# [Your instructions]
Using the data that follows, return exactly the lines from the one that contains "Issue #3876, opened 2017-12-26" through the one that contains "Add uuid to", ends included.

# [Exercise inputs]
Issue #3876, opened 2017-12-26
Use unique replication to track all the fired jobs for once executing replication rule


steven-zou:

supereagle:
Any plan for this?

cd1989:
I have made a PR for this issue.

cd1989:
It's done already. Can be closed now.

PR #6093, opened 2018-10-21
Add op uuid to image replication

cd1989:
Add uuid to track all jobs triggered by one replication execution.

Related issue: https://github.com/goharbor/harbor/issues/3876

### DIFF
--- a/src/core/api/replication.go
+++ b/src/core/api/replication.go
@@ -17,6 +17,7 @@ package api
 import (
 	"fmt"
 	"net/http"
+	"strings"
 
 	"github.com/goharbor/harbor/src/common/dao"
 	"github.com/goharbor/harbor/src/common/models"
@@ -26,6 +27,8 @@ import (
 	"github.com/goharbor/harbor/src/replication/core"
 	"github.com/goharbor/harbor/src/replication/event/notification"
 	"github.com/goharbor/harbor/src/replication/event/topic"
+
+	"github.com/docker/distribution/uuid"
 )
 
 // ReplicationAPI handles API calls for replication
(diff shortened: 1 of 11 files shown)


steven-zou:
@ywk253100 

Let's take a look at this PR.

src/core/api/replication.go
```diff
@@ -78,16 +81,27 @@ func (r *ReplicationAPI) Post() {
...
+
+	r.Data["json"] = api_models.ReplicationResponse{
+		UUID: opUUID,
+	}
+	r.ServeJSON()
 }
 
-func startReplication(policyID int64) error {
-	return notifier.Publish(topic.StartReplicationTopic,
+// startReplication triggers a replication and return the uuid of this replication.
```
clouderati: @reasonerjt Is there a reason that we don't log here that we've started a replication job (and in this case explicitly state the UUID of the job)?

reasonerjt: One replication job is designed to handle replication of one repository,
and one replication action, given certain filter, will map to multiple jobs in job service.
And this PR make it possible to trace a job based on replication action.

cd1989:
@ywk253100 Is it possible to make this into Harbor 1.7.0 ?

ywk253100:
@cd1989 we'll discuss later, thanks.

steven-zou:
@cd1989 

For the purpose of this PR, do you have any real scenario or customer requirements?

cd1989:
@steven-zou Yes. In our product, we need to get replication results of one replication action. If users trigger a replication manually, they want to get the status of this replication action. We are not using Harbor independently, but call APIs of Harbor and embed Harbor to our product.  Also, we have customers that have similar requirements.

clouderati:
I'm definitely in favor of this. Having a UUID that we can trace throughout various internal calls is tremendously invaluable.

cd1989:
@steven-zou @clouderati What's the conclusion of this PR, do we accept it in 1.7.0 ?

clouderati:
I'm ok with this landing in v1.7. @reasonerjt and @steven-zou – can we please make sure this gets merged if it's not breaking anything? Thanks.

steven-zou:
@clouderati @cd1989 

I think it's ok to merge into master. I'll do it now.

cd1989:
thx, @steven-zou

* * *

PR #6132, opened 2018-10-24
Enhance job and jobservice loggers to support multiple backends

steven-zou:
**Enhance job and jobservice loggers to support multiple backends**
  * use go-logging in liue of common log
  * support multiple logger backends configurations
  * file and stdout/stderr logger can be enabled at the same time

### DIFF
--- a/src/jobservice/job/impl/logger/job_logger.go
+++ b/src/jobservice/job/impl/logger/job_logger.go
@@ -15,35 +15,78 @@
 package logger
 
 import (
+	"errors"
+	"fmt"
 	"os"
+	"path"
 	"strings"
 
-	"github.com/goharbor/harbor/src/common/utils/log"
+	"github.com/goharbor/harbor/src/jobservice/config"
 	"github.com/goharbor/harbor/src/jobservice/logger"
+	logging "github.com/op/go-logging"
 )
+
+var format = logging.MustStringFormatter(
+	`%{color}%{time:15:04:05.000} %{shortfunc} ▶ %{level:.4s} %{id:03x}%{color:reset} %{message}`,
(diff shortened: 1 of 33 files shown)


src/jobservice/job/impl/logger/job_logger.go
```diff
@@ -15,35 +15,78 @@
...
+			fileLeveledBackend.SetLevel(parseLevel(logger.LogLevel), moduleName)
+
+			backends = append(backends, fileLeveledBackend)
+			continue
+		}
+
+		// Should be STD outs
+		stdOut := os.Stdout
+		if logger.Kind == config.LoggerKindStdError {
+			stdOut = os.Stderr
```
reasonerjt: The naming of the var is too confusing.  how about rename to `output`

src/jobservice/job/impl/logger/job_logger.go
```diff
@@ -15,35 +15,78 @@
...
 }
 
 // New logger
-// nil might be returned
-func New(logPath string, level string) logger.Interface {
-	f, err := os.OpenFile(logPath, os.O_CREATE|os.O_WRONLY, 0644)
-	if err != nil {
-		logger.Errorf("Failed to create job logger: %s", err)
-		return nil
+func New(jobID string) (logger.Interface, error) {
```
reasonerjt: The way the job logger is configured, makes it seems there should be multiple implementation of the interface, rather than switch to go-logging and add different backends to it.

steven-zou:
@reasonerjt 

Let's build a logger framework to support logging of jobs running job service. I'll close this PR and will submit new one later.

# [Reply]
Issue #3876, opened 2017-12-26
Use unique replication to track all the fired jobs for once executing replication rule


steven-zou:

supereagle:
Any plan for this?

cd1989:
I have made a PR for this issue.

cd1989:
It's done already. Can be closed now.

PR #6093, opened 2018-10-21
Add op uuid to image replication

cd1989:
Add uuid to track all jobs triggered by one replication execution.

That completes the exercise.